Interleague is almost over. Now what for Thome?

Veteran admits pinch hitting is a no easy task

It's an issue that's staring the Phillies in the face.

What will be Jim Thome's role when Interleague play, along with the freedom to have him be the designated hitter, disappears today?

It's always easier to put off the inevitable, especially when things are going so well now.

During the last seven Interleague games the Phillies have played against the Orioles, Twins and Blue Jays, Thome, 41, hit .407 (11-for-27) with three home runs, two doubles, 13 RBIs and four walks. He posted in a .815 slugging percentage and a .500 on-base percentage.

He drove in at least one run in a season-high six consecutive games (June 6-14) and has six hits in his last nine at-bats with runners in scoring position (.667 BA, a double and 10 RBIs).

Anybody who said Thome was washed up was wrong. Clearly, the guy can still hit.

But he likely can't play in the field because of his chronic lower back problems, which only raises red flags because the number of at-bats he'll get will drastically be reduced once Interleague play ends.

"The bending over. The taking ground balls. That was obviously the biggest challenge that I had," Thome said after being activated from the disabled list, where he was from April 29 to June 6.

Consider this fact: From April 5 to June 7,the Phillies played 59 games. Thome appeared in only 14, four of which he started. During that stretch, he had fewer at-bats (20) than he did during the last six Interleague games, all of which he started (27).

And it's hard to argue that there's not a direct correlation between the regularity of which he's been getting at-bats and the success he's having.

Thome, who ranks eighth on the all-time home runs list with 607, hit only .100 (2-for-20) with no extra-base hits and no RBIs before going on the DL. That's quite the contrast from what he's done in his last seven games, all of which he was the Phillies starting DH.

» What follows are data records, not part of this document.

PR #20, opened 2019-11-14
Client-side logic for querying the database.

navilperez:
WorkspaceClient.js: Adds logic for querying events from the database and
resolving conflicts between the order of events on the server and on the
client.

index.js: Logic for triggering a query request and running a series of
events as a result of the query response.

### DIFF
--- a/blockly-rtc/src/WorkspaceClient.js
+++ b/blockly-rtc/src/WorkspaceClient.js
@@ -32,6 +32,7 @@ import Blockly from 'blockly';
 export default class WorkspaceClient {
     constructor(workspaceId) {
         this.workspaceId = workspaceId;
+        this.lastSync = 0;
         this.inProgress = [];
         this.notSent = [];
         this.activeChanges = [];
@@ -43,7 +44,7 @@ export default class WorkspaceClient {
      * Create and entry from an event and add it to active changes.
      * An entry is of the form {"event": Blockly.Event, "entryId": string} where
      * event is an event created on the workspace and entryId is of the form
-     * {workspaceId}:{counter}.
+     * {workspaceId}{counter}.
      * @param {!Object} event The Blockly.Event JSON created by the client.
      * @public
      */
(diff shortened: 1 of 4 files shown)


blockly-rtc/src/WorkspaceClient.js
```diff
@@ -108,4 +109,93 @@ export default class WorkspaceClient {
...
+      };
+    };
+
+    /**
+     * Compare the order of events in the rows retrieved from the database to
+     * the stacks of local-only changes and provide a series of steps that
+     * will allow the server and local workspace to converge.
+     * @param {<!Array<!Object>} rows Rows of event entries retrieved by
+     * querying the database.
+     * @returns {!Array<!Object>} eventQueue An array of events and the
```
rachel-fenichel: Can you make these annotations more specific?  Using Object is correct but not very specific.  

You may need to use record types or typedefs.  More information here: https://github.com/google/closure-compiler/wiki/Types-in-the-Closure-Type-System

rachel-fenichel: And a nit on annotations: we use `{!Array.<!Object>}`.  Notice the extra period.  Both are valid, so this is just about consistency.

blockly-rtc/src/WorkspaceClient.js
```diff
@@ -108,4 +109,93 @@ export default class WorkspaceClient {
...
+     * @private
+     */
+    processQueryResults_(rows) {
+        const eventQueue = [];
+
+        if (rows.length == 0) {
+            return eventQueue;
+        };
+    
+        this.lastSync = rows[rows.length-1].serverId;
```
rachel-fenichel: Nit: spaces around the `-`

blockly-rtc/src/WorkspaceClient.js
```diff
@@ -108,4 +109,93 @@ export default class WorkspaceClient {
...
+        if (this.inProgress.length > 0 && rows[0].entryId == this.inProgress[0].entryId) {
+            rows = rows.slice(this.inProgress.length);
+            this.inProgress = [];
+        };
+    
+        if (rows.length > 0) {
+            // Undo local events.
+            this.notSent.slice().reverse().forEach((row) => {
+                eventQueue.push({
+                    event: row.event,
```
rachel-fenichel: Sometimes you're calling `JSON.parse(row.event)` and not others.  What's the difference?

rachel-fenichel: And if they should all be one way or the other, you can pull the callback out into a separate function since it's the same for each of these `forEach` calls.

rachel-fenichel (commented):
Preliminary comments.

blockly-rtc/src/WorkspaceClient.js
navilperez: The difference is that the events are stored differently. There is actually a little more background on this that might be worth discussing offline if you have a chance.

blockly-rtc/src/WorkspaceClient.js
```diff
@@ -108,4 +109,108 @@ export default class WorkspaceClient {
         this.writeInProgress = false;
     };
 
+    /**
+     * A row from the database.
```
rachel-fenichel: Keep your typedefs together and at the top of the file.

blockly-rtc/src/WorkspaceClient.js
```diff
@@ -108,4 +109,108 @@ export default class WorkspaceClient {
...
+     * @typedef {Object} WorkspaceEvent
+     * @property {string} event The JSON of a Blockly event.
+     * @property {boolean} forward Indicates the direction to run an event.
+     */
+
+    /**
+     * Compare the order of events in the rows retrieved from the database to
+     * the stacks of local-only changes and provide a series of steps that
+     * will allow the server and local workspace to converge.
+     * @param {<!Array<!Row>} rows Rows of event entries retrieved by
```
rachel-fenichel: `<!Array.<!Row>>`

Add the period everywhere else you have arrays, too.

blockly-rtc/src/index.js
```diff
@@ -58,10 +59,51 @@ document.addEventListener('DOMContentLoaded', () => {
...
         });
     };
+
+    /**
+     * Periodically signal the WorkspaceClient to query the database and call
+     * runEvents_() with the result of the query.
+     * @private
+     */
+    function pollServer_() {
+        if (! workspaceClient.writeInProgress) {
```
rachel-fenichel: Nit: remove extra space between `!` and `workspaceClient`

rachel-fenichel (commented):
A few nits, then lgtm.

Per offline discussion, transactions currently require strings for the event objects, which is why there's some extra parsing going on.  In a change that Navil is working on now, she's fixing that requirement on both client and server side.

rachel-fenichel (approved):

PR #21, opened 2019-11-20
Batch events for writing to the database.

navilperez:
Currently, each event is written to the database as an individual entry.
With this change, the client batches any available events and writes
them to the database as a single entry. By writing all events to the
database in a single entry this removes the need to use a transaction.

Other:
WorkspaceClient.js: this.inProgress was an array of events, now
this.inProgress is an array of LocalEntry objects. Tracking a LocalEntry
object facilitates merging client and server events. Currently, only one
LocalEntry event will exist at a time, however, once websockets are
implemented, inProgress will hold multiple LocalEntry objects.

### DIFF
--- a/blockly-rtc/src/WorkspaceClient.js
+++ b/blockly-rtc/src/WorkspaceClient.js
@@ -22,7 +22,6 @@
  */
 
 import {getEvents, writeEvents} from './api';
-import Blockly from 'blockly';
 
 /**
  * An action to be performed on the workspace.
@@ -32,9 +31,18 @@ import Blockly from 'blockly';
  */
 
 /**
+ * A local representation of an entry in the database.
+ * @typedef {Object} LocalEntry
+ * @property {<!Array.<!Object>>} events An array of Blockly Events in JSON
+ * format.
+ * @property {string} entryId The id assigned to an event by the client.
+ */
+
+/**
  * A row from the database.
  * @typedef {Object} Row
- * @property {!Object} event The JSON of a Blockly event.
+ * @property {<!Array.<!Object>>} events An array of Blockly Events in JSON
+ * format.
  * @property {string} entryId The id assigned to an event by the client.
  * @property {string} serverId The id assigned to an event by the server.
  */
@@ -46,7 +54,7 @@ import Blockly from 'blockly';
  */
 export default class WorkspaceClient {
     constructor(workspaceId) {
-        this.workspaceId = workspaceId;
+      this.workspaceId = workspaceId;
         this.lastSync = 0;
         this.inProgress = [];
         this.notSent = [];
@@ -56,29 +64,12 @@ export default class WorkspaceClient {
     };
 
     /**
-     * Create and entry from an event and add it to active changes.
-     * An entry is of the form {"event": Blockly.Event, "entryId": string} where
-     * event is an event created on the workspace and entryId is of the form
-     * {workspaceId}{counter}.
-     * @param {!Object} event The Blockly.Event JSON created by the client.
-     * @public
-     */
-    addEvent(event) {
-        var entryId = this.workspaceId.concat(this.counter);
-        this.counter += 1;
-        this.activeChanges.push({
-            event: event,
-            entryId: entryId
-        });
-    };
-
-    /**
-     * Move events in a Blockly.Events group from activeChanges to notSent.
+     * Add the events in activeChanges to notSent.
      * @public
      */
     flushEvents() {
-        this.notSent = this.notSent.concat(this.activeChanges);
-        this.activeChanges = [];
+      this.notSent = this.notSent.concat(this.activeChanges);
+      this.activeChanges = [];
     };
 
     /**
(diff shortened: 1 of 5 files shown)


blockly-rtc/src/WorkspaceClient.js
```diff
@@ -87,39 +78,46 @@ export default class WorkspaceClient {
...
+     * Change writeInProgress to true. If write was successful, the LocalEntry
+     * remains in inProgress, otherwise, the LocalEntry is deleted and the
+     * events move back to the front of notSent.
      * @param {boolean} success Indicates the success of the database write.
      * @private
      */
     endWrite_(success) {
         if (!success) {
-            this.notSent = this.inProgress.concat(this.notSent);
+            this.notSent = this.inProgress[0].events.concat(this.notSent);
```
RoboErikG: This could be dangerous in the unlikely event that the server received the request, the response was lost, and new events were added in the meantime. In that case, you would resend the update with the same id, but with extra events. The server would recognize it as the same update and throw it away, losing the new events.

Instead, you'll want to keep the in progress update as is and retry it on the next iteration.

RoboErikG (commented):
Didn't take a close look at all the code, but noted an edge case to watch out for.

blockly-rtc/src/WorkspaceClient.js
navilperez: Thanks for pointing out this concern :)
I will create a task for implementing retry functionality and add it as a TODO.
I would like the focus of this PR to remain on the redesign of the storage schema, so I will address the TODO in a following PR.

blockly-rtc/src/WorkspaceClient.js
```diff
@@ -155,60 +153,69 @@ export default class WorkspaceClient {
...
       };
-  
+
       this.lastSync = rows[rows.length - 1].serverId;
   
       // No local changes.
       if (this.notSent.length == 0 && this.inProgress.length == 0) {
         rows.forEach((row) => {
-          eventQueue.push(this.createWorkspaceAction_(row.event, true));
+          eventQueue.push.apply(
```
rachel-fenichel, line 171: Why do you need to use `push.apply` instead of `push` here?

blockly-rtc/src/WorkspaceClient.js
```diff
@@ -155,60 +153,69 @@ export default class WorkspaceClient {
...
-          eventQueue.push(this.createWorkspaceAction_(row.event, false));
-        });
-        this.inProgress.slice().reverse().forEach((row) => {
-          eventQueue.push(this.createWorkspaceAction_(row.event, false));
-        });
+        eventQueue.push.apply(
+          eventQueue,
+          this.createWorkspaceActions_(this.notSent.slice().reverse(), false));
+        if (this.inProgress.length > 0) {
+          eventQueue.push.apply(eventQueue,this.createWorkspaceActions_(
```
rachel-fenichel: Nit: missing space after `eventQueue,`

blockly-rtc/src/WorkspaceClient.js
```diff
@@ -155,60 +153,69 @@ export default class WorkspaceClient {
...
-        this.inProgress.forEach((row) => {
-          eventQueue.push(this.createWorkspaceAction_(row.event, true));
-        });
-        this.notSent.forEach((row) => {
-          eventQueue.push(this.createWorkspaceAction_(row.event, true));
-        });
+        if (this.inProgress.length > 0) {
+          eventQueue.push.apply(
+            eventQueue,
+            this.createWorkspaceActions_(this.inProgress[0].events, true));
```
rachel-fenichel, line 206: Is the queue guaranteed to be of length 1 here?

blockly-rtc/src/WorkspaceClient.js
```diff
@@ -155,60 +153,69 @@ export default class WorkspaceClient {
...
+     * @returns {<Array.<!WorkspaceEvent>>} An array of actions to be performed
+     * on the workspace.
      * @private
      */
-    createWorkspaceAction_(event, forward) {
-      return {
-        event: event,
-        forward: forward
-      };
+    createWorkspaceActions_(events, forward) {
```
rachel-fenichel, line 222: :+1:

blockly-rtc/src/index.js
```diff
@@ -43,7 +43,7 @@ document.addEventListener('DOMContentLoaded', () => {
         if (event instanceof Blockly.Events.Ui) {
             return;
         };
-        workspaceClient.addEvent(event.toJson());
+        workspaceClient.activeChanges.push(event.toJson());
```
rachel-fenichel: Why did you get rid of `addEvent` and have the workspace client expose its `activeChanges` array instead?

rachel-fenichel (commented):
A few questions but looks good overall.

blockly-rtc/src/WorkspaceClient.js
navilperez: `this.createWorkspaceAction` would return one object at a time, so I added each object to the `eventQueue` using `push`.
Now, `this.createWorkspaceActions` returns an array of objects, so I am using `push.apply` to add the objects to `eventQueue` individually rather than using `push` which would add an array.

blockly-rtc/src/index.js
navilperez: I created `addEvent` to take in an event, create an object of the form `{event: event, entryId: entryIdString}` and add that object to `notSent`.
Now, that we are not creating an object, just adding an event to `activeChanges` I removed it. However, I do like the idea of keeping the function `addEvent` (just changing its functionality) as to not expose the `activeChanges` array.
What do you think?

rachel-fenichel: I think it's a good idea to keep `addEvent` to avoid exposing the extra array.

blockly-rtc/src/WorkspaceClient.js
navilperez: Yes, at this place in the code the eventQueue is guaranteed to be of at least length 1.
The only case I can think of for it not being at least 1 is if the all the events it got from the server were created by the client, in which case the workspace is up to date.

Or were you talking about `this.inProgress` being of length 1? In which case yes. At this point `this.inProgress` can only be of length 0 or 1. If it is of length 0, the function would have exit out at [L165](https://github.com/google/blockly-samples/pull/21/files/a799c08f6dd2860a3fc67b85e212152fe5780e92#diff-039d24c9cc7f1f76cd5c17b18c7cdbb7L165)

rachel-fenichel: I meant `this.inProgress`.  I see where it'll exit if it's of length 0.  If the length is only ever 0 or 1, why store it as an array instead of a nullable object?

navilperez: Discussed offline.

blockly-rtc/src/WorkspaceClient.js
```diff
@@ -78,14 +87,14 @@ export default class WorkspaceClient {
...
     async writeToDatabase() {
-      this.beginWrite_();
-      try {
-        await writeEvents(this.inProgress[0]);
-        this.endWrite_(true);
-      } catch {
-        this.endWrite_(false);
-        throw Error('Failed to write to database.');
-      };
+        this.beginWrite_();
```
rachel-fenichel: Nit: get rid of the extra indentation here.

rachel-fenichel (commented):
One nit, then lgtm.

rachel-fenichel (approved):

PR #27, opened 2019-12-02
Set up websocket server and middleware.

navilperez:
This change adds a websocket server and middleware handlers for adding
data to the server and polling the server.
A following PR will implement broadcasting.


blockly-rtc/server/websocket_server.js
```diff
@@ -0,0 +1,43 @@
+/**
```
samelhusseini, line 1: Add copyright header.

blockly-rtc/server/websocket_server.js
```diff
@@ -0,0 +1,43 @@
...
+ * @fileoverview Node.js HTTP server for realtime collaboration.
+ * @author navil@google.com (Navil Perez)
+ */
+
+const socket = require('socket.io');
+const http = require('http');
+
+const sql = require('./db_utils');
+
+const PORT = 3001;
```
samelhusseini: rename to WS_PORT so it's clearer this is the web socket port.

blockly-rtc/src/websocket_handlers.js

That's all going to end soon, and Thome knows there's nothing easy about going back to being strictly a pinch hitter.

"Let's face it: You really tip your hat to guys who can pinch hit full time," Thome admitted. "I don't want to sit here and say yes [I can be good at it] because [the] bottom line is pinch hitting is a job you have to put a lot of time into. I think the key is to continue to work and do everything you can before BP and during the game to put yourself in a good position during the game."

Manager Charlie Manuel said Thome will take extra batting practice off of pitchers who throw hard and ones who throw a lot of breaking balls. If a pitcher is scheduled to throw on the side, he might just pitch to Thome instead.

Thome, who needs one more home run to become the fourth player in MLB history to hit 100 home runs with four different teams (Alex Rodriguez, Darrell Evans, Reggie Jackson), is also expected to hit off a machine in the cage and push the speed to between 90 and 100 mph.

Even general managerRuben Amaro Jr.isn't so sure how effective Thome will be if he's "going to be limited to" being just a pinch hitter.

"I don't know," Amaro admitted. "That's a good question. We'll find out."

There's another disconcerting issue with Thome not being able to play in the field: It puts pretty drastic restrictions on the moves Manuel can make and the flexibility that comes with those moves.

Manuel is insistent he can make it work.

"That hurts some, yeah," he said. "But we've had that guy for about two or three years."